■ **Saved entries**:
PR #521, opened 2026-01-07
Upgrade to pydantic v2 #520

### LINKED ISSUE #520: Upgrade to pydantic V2
- update datagateway api config models
- update search api config models

joshdimanteto:
This PR will close #520

## Description
- Update pydantic to version 2
- Change field_validator that are use repetitively to use annotated pattern

## Testing Instructions

- [ ] Review code
- [ ] {more steps here}

## Agile Board Tracking
Connect to #520


datagateway_api/src/common/config.py
```diff
@@ -173,22 +166,22 @@ def load(cls, path=None):
         except (IOError, ValidationError) as error:
             sys.exit(f"An error occurred while trying to load the config data: {error}")
 
-    @validator("search_api")
-    def validate_api_extensions(cls, value, values):  # noqa: B902, N805
+    @field_validator("search_api")
+    def validate_api_extensions(cls, value, info):  # noqa: B902, N805
```
patrick-austin, line 168:
```suggestion
    @field_validator("search_api")
    @classmethod
    def validate_api_extensions(cls, value, info):  # noqa: B902, N805
```

Based on the docs, I think field validators are supposed to be class methods? There's a mix of `cls` and `self` below but I think it should be the former.

datagateway_api/src/common/config.py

■ **Aim of the task**:
Could you return all lines from the records that include the word "config"?

■ **Problem solution**:
- update datagateway api config models
- update search api config models
datagateway_api/src/common/config.py
             sys.exit(f"An error occurred while trying to load the config data: {error}")
datagateway_api/src/common/config.py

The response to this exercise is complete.